◆ WHAT YOU SHOULD DO
Print the listing exactly, but only as far as the line containing "### Problem or idea". The first line and that line are both included.
[EXERCISE INPUT Boundary: Start]
PR #1946, opened 2026-05-05
Establish Automatic Cert Refresh

### LINKED ISSUE #1243: Automatic Cert Refresh
### Context

We currently cache our cert in a bucket to prevent being rate limited in situations where we need to do multiple production deploys in quick succession. However the API cert expired without being refreshed because it had been a good while since the last production deploy which cycles the cert.

### Problem or idea

We should update the API certificate configuration to automatically request a new cert when the current one is near expiration. This should be possible by updating the block inside of the API's user data script that handles making the request.

### Solution or next step

- [ ] setup automatic cert refresh

avrohomgottlieb:
## Issue Number

Closes https://github.com/AlexsLemonade/scpca-portal/issues/1243.

- Updates the user data script to conditionally add a cron entry which looks to renew the ssl cert each day at midnight
- Adds a deploy hook for the renew command which is responsible for updating s3 and reloading nginx 
- Adds a cloudwatch log stream for the called renew command to monitor output
- Refactors pieces of the user-data script to support this new functionality
- Abstracts s3 syncing and cleanup logic to sub script called by cert creation and renewal flows

## Types of changes

## Functional tests

N/A

## Checklist

- [x] I have updated any associated Storybook stories (if applicable)

## Screenshots

N/A


avrohomgottlieb:
Once this PR is merged in, we're going to open up a new ticket to verify that everything functions as expected.

As will be detailed in that issue, we want to check three different conditions:
- That there's been no regression in using the existing cert on deploy (making sure it still pulls from s3)
- That there's been no regression on creating a new cert on deploy (making sure it correctly provisions a new cert if there is none in s3)
- That the renewal process (via the command called by the cron job) functions as expected

infrastructure/api-configuration/api-server-instance-user-data.tpl.sh
```diff
@@ -55,32 +57,36 @@ if [[ ${stage} == "staging" || ${stage} == "prod" ]]; then
...
+	# Write scripts necessary for certbot cert renewal to instance
+	cat <<"EOF" > certbot_renew_deploy_hook.sh
+${certbot_renew_deploy_hook_script}
+EOF
+	chmod +x ./certbot_renew_deploy_hook.sh
+
+	cat <<"EOF" > certbot_sync_cert_to_s3_and_cleanup.sh
+${certbot_sync_cert_to_s3_and_cleanup_script}
+EOF
+	chmod +x ./certbot_sync_cert_to_s3_and_cleanup.sh
```
davidsmejia: This should be written at the top so the above conditional can execute it.

infrastructure/api-configuration/certbot/certbot_renew_deploy_hook.sh
```diff
@@ -0,0 +1,10 @@
+#!/bin/bash
+
+LOG_FILE="/var/log/cron/certbot_renew.log"
+
+echo "$(date): Cert renewed. Syncing cert with S3 and reloading Ngninx." >> "$LOG_FILE"
+
+./certbot_sync_cert_to_s3_and_cleanup.sh --scpca-portal-cert-bucket ${scpca_portal_cert_bucket}
```
davidsmejia: We can remove the argument to this script and just bake it into the sync script since we would never want to dynamically touch prod vs. staging from the other environment.

infrastructure/api-configuration/certbot/certbot_crontab_entry.txt
```diff
@@ -0,0 +1 @@
+0 0 * * * cd /home/ubuntu && certbot renew --quiet --deploy-hook ./certbot_renew_deploy_hook.sh >> /var/log/cron/certbot_renew.log 2>&1
```
davidsmejia: We should vary the specific time that we actually hit renew to be polite netizens.

infrastructure/api-configuration/certbot/certbot_sync_cert_to_s3_and_cleanup.sh
```diff
@@ -0,0 +1,41 @@
...
+		exit 1
+		;;
+esac
+
+# Validate that value isn't empty
+if [[ -z "$SCPCA_PORTAL_CERT_BUCKET" ]]; then
+	echo "Error: No value provided for --scpca-portal-cert-bucket"
+	exit 1
+fi
+
```
davidsmejia: If you want to log the full cycle we should also log when we upload to s3. This script calls from user-data but that shouldn't matter the immediate log above will inform us if it is a deploy or renew.

infrastructure/api-configuration/certbot/certbot_sync_cert_to_s3_and_cleanup.sh
davidsmejia, line 1: we can rename this to `infrastructure/api-configuration/certbot/certbot_s3_sync.sh`

infrastructure/api-configuration/certbot/cerbot_s3_sync.sh
```diff
@@ -0,0 +1,17 @@
...
+sudo zip -r ../letsencryptdir.zip ../letsencrypt/
+
+# Cleanup the extra copy of nginx.conf added to zip archive
+rm /etc/letsencrypt/nginx.conf
+
+# Sync with S3
+cd /home/ubuntu
+mv /etc/letsencryptdir.zip .
+aws s3 cp letsencryptdir.zip "s3://${scpca_portal_cert_bucket}/"
+rm letsencryptdir.zip
```
davidsmejia:
```suggestion

cd /home/ubuntu

zip -r letsencryptdir.zip /etc/letsencrypt/ /etc/nginx/nginx.conf

# Sync with S3
aws s3 cp letsencryptdir.zip "s3://${scpca_portal_cert_bucket}/"
rm letsencryptdir.zip
```

I think this is all we actually need. Go to the ubunu home dir, recursively zip the letsencrypt dir with the addtional nginx.conf file, then sync it up, and finally clean up.

infrastructure/api-configuration/api-server-instance-user-data.tpl.sh
```diff
@@ -39,14 +40,21 @@ apt install docker-ce docker-ce-cli -y
...
+	apt install certbot python3-certbot-nginx -y
+
+	# Write script which syncs cert with s3 remote store
+	cat <<"EOF" > certbot_s3_sync.sh
+${certbot_s3_sync_script}
+EOF
+	chmod +x ./certbot_s3_sync.sh
+
     # Check here for the cert in S3, if present install, if not run certbot.
     if [[ $(aws s3 ls "${scpca_portal_cert_bucket}" | wc -l) == "0" ]]; then
```
davidsmejia:
```suggestion
    if aws s3api head-object --bucket "${scpca_portal_cert_bucket}" --key letsencrypt.zip > /dev/null 2>&1; then
```

We should be explicit with which file we are pulling or writing to on s3. I dont see any benefit to handling multiple files with arbitrary names when we dont guard against a non-zip file being copied down from s3.

infrastructure/api-configuration/api-server-instance-user-data.tpl.sh
```diff
@@ -55,32 +63,30 @@ if [[ ${stage} == "staging" || ${stage} == "prod" ]]; then
...
-        mv /etc/letsencryptdir.zip .
-        aws s3 cp letsencryptdir.zip "s3://${scpca_portal_cert_bucket}/"
-        rm letsencryptdir.zip
+			PREFIX="$PREFIX.staging"
+		fi
+        certbot --nginx -d $PREFIX.$BASE_URL -n --agree-tos --redirect -m g3w4k4t5n3s7p7v8@alexslemonade.slack.com
+		./certbot_s3_sync.sh
     else
         zip_filename=$(aws s3 ls "${scpca_portal_cert_bucket}" | head -1 | awk '{print $4}')
         aws s3 cp "s3://${scpca_portal_cert_bucket}/$zip_filename" letsencryptdir.zip
```
davidsmejia: at your discretion maybe we also just call the zip_filename `letsencrypt.zip` since it seems like an unnecessary rename

infrastructure/api-configuration/api-server-instance-user-data.tpl.sh
```diff
@@ -55,32 +63,29 @@ if [[ ${stage} == "staging" || ${stage} == "prod" ]]; then
...
     fi
+
+	# Add certbot cert auto renewal entry to cron
+	(crontab -l 2>/dev/null; echo "${certbot_crontab_entry}") | crontab -
+
+	# Write script responsible for certbot cert renewal
+	cat <<"EOF" > certbot_renew_deploy_hook.sh
+${certbot_renew_deploy_hook_script}
+EOF
+	chmod +x ./certbot_renew_deploy_hook.sh
```
davidsmejia: This should be moved up to where we install the other deps.

davidsmejia (approved):
LGTM with one nit

nozomione (approved):
👍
[EXERCISE INPUT Boundary: End]
◆ REPLY TO THE TASK
PR #1946, opened 2026-05-05
Establish Automatic Cert Refresh

### LINKED ISSUE #1243: Automatic Cert Refresh
### Context

We currently cache our cert in a bucket to prevent being rate limited in situations where we need to do multiple production deploys in quick succession. However the API cert expired without being refreshed because it had been a good while since the last production deploy which cycles the cert.

### Problem or idea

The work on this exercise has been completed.